=== YOUR OBJECTIVE ===
Whenever a line in the data holds the string "changes", copy that line.

[Data entries]
· · · · · · ·

PR #5097, opened 2024-05-07
feat(Coachmark): convert to .tsx

emyarod:
Contributes to #5095

This PR converts `Coachmark` to TypeScript. Will unblock #4494 

one thing to note is the hard coded drag handle string in `CoachmarkDragbar.tsx`, this will need updating once our i18n strategy for strings is figured out.

one other thing is the `overlayRef` prop type declaration in `Coachmark.tsx`, it may need a second look

#### What did you change?

- file extension
- TS interface
- Coachmark enums

storybook build and type checks


matthewgallo (approved):
Nice work!

PR #5127, opened 2024-05-08
test(NotificationsPanel): add default state avt test

annawen1:
Closes #5059 

#### What did you change?
Created `e2e/components/NotificationsPanel/NotificationsPanel-test.avt.e2e.js`

#### How did you test and verify your work?
`yarn avt`

PR #5159, opened 2024-05-13
test(NotificationsPanel): revert avt test

annawen1:
Reverts carbon-design-system/ibm-products#5127

Need to fix the violations that are occuring


kennylam (approved):
LGTM!

PR #5171, opened 2024-05-14
test(WebTerminal): add default state AVT check

### LINKED ISSUE #5090: Add default state AVT check for WebTerminal

anamikaanu96:
Closes #5090 

Created `e2e/components/WebTerminal/WebTerminal-test.avt.e2e.js`


elycheea (changes requested):
I think this is another case where we need to click on the web terminal in the global header in order to test this one properly.

There’s a few examples this in recent AVT PRs from Anna, Afsal, and Nandan.

https://github.com/carbon-design-system/ibm-products/pull/5127#discussion_r1595592118

cspell.json
```diff
@@ -173,6 +173,7 @@
     "unauthorizedemptystate",
     "userprofileimage",
     "uuidv",
-    "webfonts"
+    "webfonts",
+    "webterminal"
```
elycheea, line 177: This can be removed now since we added `avt.e2e.js` to our cspell ignores.

packages/ibm-products/src/components/WebTerminal/WebTerminal.stories.jsx
```diff
@@ -44,14 +44,16 @@ const Template = (args) => {
 
       <WebTerminal {...args}>
         <div className="example-terminal">
-          <p>Connection successful.</p>
-          <p>
-            DISCLAIMER: This is not a real terminal, you would pass your own
-            terminal component into the children of the WebTerminal component.
-          </p>
+          <main>
```
elycheea, line 47: I don’t think we need to add `<main>` here. The content not within landmark test should be ignored from Playwright config. (I double checked with @matthewgallo!)

If anything, I think `WebTerminal` could potentially benefit from using `<aside>` but I’m not sure that’s a change we should make without more investigation on how this one actually gets applied. 🤔

packages/ibm-products/src/components/WebTerminal/WebTerminal.tsx
```diff
@@ -176,7 +176,7 @@ export let WebTerminal = React.forwardRef(
         }}
         onAnimationEnd={onAnimationEnd}
       >
-        <header className={`${blockClass}__bar`}>
+        <header aria-label="Web terminal bar" className={`${blockClass}__bar`}>
```
elycheea, line 179: We shouldn’t hardcode this so we may need to add a new prop for this since it doesn’t look like we have any other label this could reference.

elycheea (changes requested):

packages/ibm-products/src/components/WebTerminal/WebTerminal.stories.jsx
anamikaanu96: Yes you are right, the content not within landmark test should be ignored from Playwright config.
I added <main> to resolve the error in Equal Access Accessibility Checker, its not causing issue in AVT.
Now I resolved it by adding role="contentinfo".

elycheea: In this case, not failing in AVT should be enough. 🙂 Our Storybook generally does not reflect actual page structure since we primarily demonstrate just the component interactions itself and exclude the rest of the page-level structure and elements.

The `WebTerminal` actually might be one that should have its own landmark (probably `<aside>` as I mentioned before), but I think that should be captured in a separate issue.

Let’s remove `role="contentinfo"`[^1] for now. This role probably isn’t the best choice in for the `WebTerminal` and could mask other issues in the future. We are currently ignoring this in from Playwright so we don’t need to add these roles unnecessarily even if you see the failure in EAC.

[^1]: https://developer.mozilla.org/en-US/docs/Web/Accessibility/ARIA/Roles/contentinfo_role

cspell.json
```diff
@@ -84,6 +84,7 @@
     "columnheader",
     "combobox",
     "combobutton",
+    "contentinfo",
```
elycheea, line 87: We can remove this line now.

packages/ibm-products/src/components/WebTerminal/WebTerminal.tsx
```diff
@@ -279,4 +287,9 @@ WebTerminal.propTypes = {
    * Optionally pass if the web terminal should be open by default
    */
   isInitiallyOpen: PropTypes.bool,
+
+  /**
+   * Specifies aria label for Web terminal
+   */
+  webTerminalAriaLabel: PropTypes.string.isRequired,
```
elycheea, line 294: I think to minimize impact to developer experience, we should set a fallback in [L185](https://github.com/carbon-design-system/ibm-products/pull/5171/files#diff-92f66e28307c3809b4bf6bd1fd6ac70644ed33b32846e25267fd36bb91d0f6e4R185) or set a default prop for the `webTerminalAriaLabel`.

Requiring this could cause errors for anyone using this component.

elycheea (commented):
One more set of small changes. I think we should set a default or fallback for the aria label rather than requiring it. This will minimize impact to anyone using this component.

Should also reduce the repeated labels in stories and tests if you set it too. 🙂

elycheea (dismissed):

makafsal (approved):

e2e/components/WebTerminal/WebTerminal-test.avt.e2e.js
```diff
@@ -0,0 +1,35 @@
...
+      component: 'WebTerminal',
+      id: 'ibm-products-patterns-web-terminal-webterminal--default',
+      globals: {
+        carbonTheme: 'white',
+      },
+    });
+
+    await page.getByLabel('Web terminal').click();
+    const modalElement = page.locator(
+      `.dev-prefix--${pkg.prefix}--web-terminal`
```
annawen1, line 26: We don't need the `dev-prefix` anymore since we've set the `pkg.prefix` to include it when we run the avt tests
```suggestion
      `.${pkg.prefix}--web-terminal`
```

annawen1 (changes requested):
Looks good, just one change with the prefix!

annawen1 (approved):

matthewgallo (approved):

· · · · · · ·

=== TASK ANSWER ===
elycheea (changes requested):
elycheea (changes requested):
One more set of small changes. I think we should set a default or fallback for the aria label rather than requiring it. This will minimize impact to anyone using this component.
annawen1 (changes requested):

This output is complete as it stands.